Eduardo Anzarda

Personal information
- Full name: Eduardo Aníbal Anzarda Álvarez
- Date of birth: January 25, 1950 (age 75)
- Place of birth: Argentina
- Height: 1.87 m (6 ft 2 in)
- Position(s): Striker

Senior career*
- Years: Team / Apps / (Gls)
- 1968: River Plate
- 1969: Unión / 7 / (2)
- 1970–1971: River Plate
- 1971–1973: Real Madrid / 26 / (7)
- 1973–1980: Betis / 128 / (40)
- 1980–1983: Platense / 117 / (40)
- 1984: All Boys / 19 / (4)

= Eduardo Anzarda =

Argentine footballer (born 1950)

Eduardo Aníbal Anzarda Álvarez (born 25 January 1950) is an Argentine football manager and former footballer.

==Early life==

Anzarda grew up in Palermo, Argentina.
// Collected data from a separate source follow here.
PR #446, opened 2020-12-11
minor code quality improvements

aviatesk:
eliminates some inferrability issues, and also removes some real errors around `GlobalRef`

### DIFF
--- a/src/interpret.jl
+++ b/src/interpret.jl
@@ -282,7 +282,7 @@ end
 function structname(frame, node)
     name = node.args[1]
     if isa(name, GlobalRef)
-        mod = name.module
+        mod = name.mod
         name = name.name
     else
         mod = moduleof(frame)
@@ -489,7 +489,7 @@ function step_expr!(@nospecialize(recurse), frame, @nospecialize(node), istoplev
                 elseif node.head === :const
                     g = node.args[1]
                     if isa(g, GlobalRef)
-                        mod, name = g.module, g.name
+                        mod, name = g.mod, g.name
                     else
                         mod, name = moduleof(frame), g::Symbol
                     end
--- a/src/utils.jl
+++ b/src/utils.jl
@@ -299,7 +299,8 @@ function lineoffset(framecode::FrameCode)
     return offset
 end
 
-getline(ln) = Int(isexpr(ln, :line) ? ln.args[1] : ln.line)::Int
+getline(ln::LineTypes) = ln.line::Int
+getline(ln::Expr)      = ln.args[1]::Int # assuming ln.head === :line
 # work around compiler error on 1.2
 @static if v"1.2.0" <= VERSION < v"1.3"
     getfile(ln) = begin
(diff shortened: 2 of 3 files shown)


src/construct.jl
```diff
@@ -483,7 +483,8 @@ function queuenext!(iter::ExprSplitter)
             newmod isa Module || throw(ErrorException("invalid redefinition of constant $(newname)"))
             mod = newmod
         else
-            if (id = Base.identify_package(mod, String(newname))) !== nothing && haskey(Base.loaded_modules, id)
+            id = Base.identify_package(mod, String(newname))
+            if id !== nothing && haskey(Base.loaded_modules, id)
```
aviatesk, line 487: just a note for you: inference can't (back-)propagate type constraints  from `===` or `isa` in this kind of case:
```julia
if (x = y) isa T
    # some code assuming x::T
end
```

src/interpret.jl
```diff
@@ -282,7 +282,7 @@ end
 function structname(frame, node)
     name = node.args[1]
     if isa(name, GlobalRef)
-        mod = name.module
+        mod = name.mod
```
timholy, line 285: :exploding_head: 
I would almost expect a parsing error for this.

timholy (approved):
Great stuff!

src/interpret.jl
pfitzseb: Well, it is a valid fieldname (as are all keywords, I think):
```
julia> x = Symbol("module")
:module

julia> @eval struct Foo; $x; end

julia> Foo(2).module
2
```

aviatesk:
CI failures on nightlies are not related to this PR; #449 will fix them anyway.

src/utils.jl
```diff
@@ -313,7 +314,11 @@ getline(ln) = Int(isexpr(ln, :line) ? ln.args[1] : ln.line)::Int
         CodeTracking.maybe_fixup_stdlib_path(path)
     end
 else
-    getfile(ln) = CodeTracking.maybe_fixup_stdlib_path(String(isexpr(ln, :line) ? ln.args[2] : ln.file)::String)
+    function getfile(ln::Union{LineTypes,Expr})
+        _getfile(ln::LineTypes) = ln.file::Symbol
+        _getfile(ln::Expr)      = ln.args[2]::Symbol # assuming ln.head === :line
+        return CodeTracking.maybe_fixup_stdlib_path(String(_getfile(ln)))
+    end
```
aviatesk, line 321: Sorry for pushing such minor optimizations, these changes just circumvents inference limitations around https://github.com/JuliaLang/julia/issues/37342.

src/utils.jl
```diff
@@ -295,7 +295,8 @@ function lineoffset(framecode::FrameCode)
     return offset
 end
 
-getline(ln) = Int(isexpr(ln, :line) ? ln.args[1] : ln.line)::Int
+getline(ln::LineTypes) = ln.line::Int
+getline(ln::Expr)      = ln.args[1]::Int # assuming ln.head === :line
```
timholy, line 299: The original tries to convert to an `Int` and then asserts it succeeds; this change requires that they start out as `Int`. It also doesn't check that `ln` is a `:line` Expr/ Are you sure these changes are safe?

src/utils.jl
timholy: Getting rid of invalidation risk is very worthwhile, no apologies needed!

My only concern is again the loss of validation that this is really an Expr of the expected type.

src/utils.jl
aviatesk: I found the `:line` field of `LineInfoNode` and `LineInfoNode` [are `Int`](https://github.com/JuliaLang/julia/blob/9921e8c1e5934e308f18e748dfd405503bf2b34c/src/jltypes.c#L2089-L2098), but I didn't track how `:line` expression is constructed... 
I think making explicit conversion here is way more robust and doesn't hurt anything, so let me do that again.

---

As for the validation for `:line` expression, I excluded that because I believe we're actually only calling this function on `:line` expressions, and non-`:line` `Expr`s will throw anyway (since it never has `.line` field). We can do something like `getline(ln::Expr) = isexpr(ln, :line) ? ln.args[1] : throw("expected :line expression")`, but I feel it's too much ?

timholy:
Thanks!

He has been nickamed "Chavo".

==Playing career==

Anzarda started his career with Argentine side River. In 1969, he signed for Argentine side Unión. In 1970, he signed for Argentine side River. In 1971, he signed for Spanish La Liga side Real Madrid. In 1973, he signed for Spanish La Liga side Betis. In 1980, he signed for Argentine side Platense. In 1984, he signed for Argentine side All Boys.

==Style of play==

Anzarda mainly operated as a striker. He was described as "represented cunning and elegance in front of the goal".

==Managerial career==

Anzarda managed Argentine side Huracán de Tres Arroyos. He helped the club achieve promotion.

==Personal life==

Anzarda is the son of Edmundo Anzarda. He has an older sister.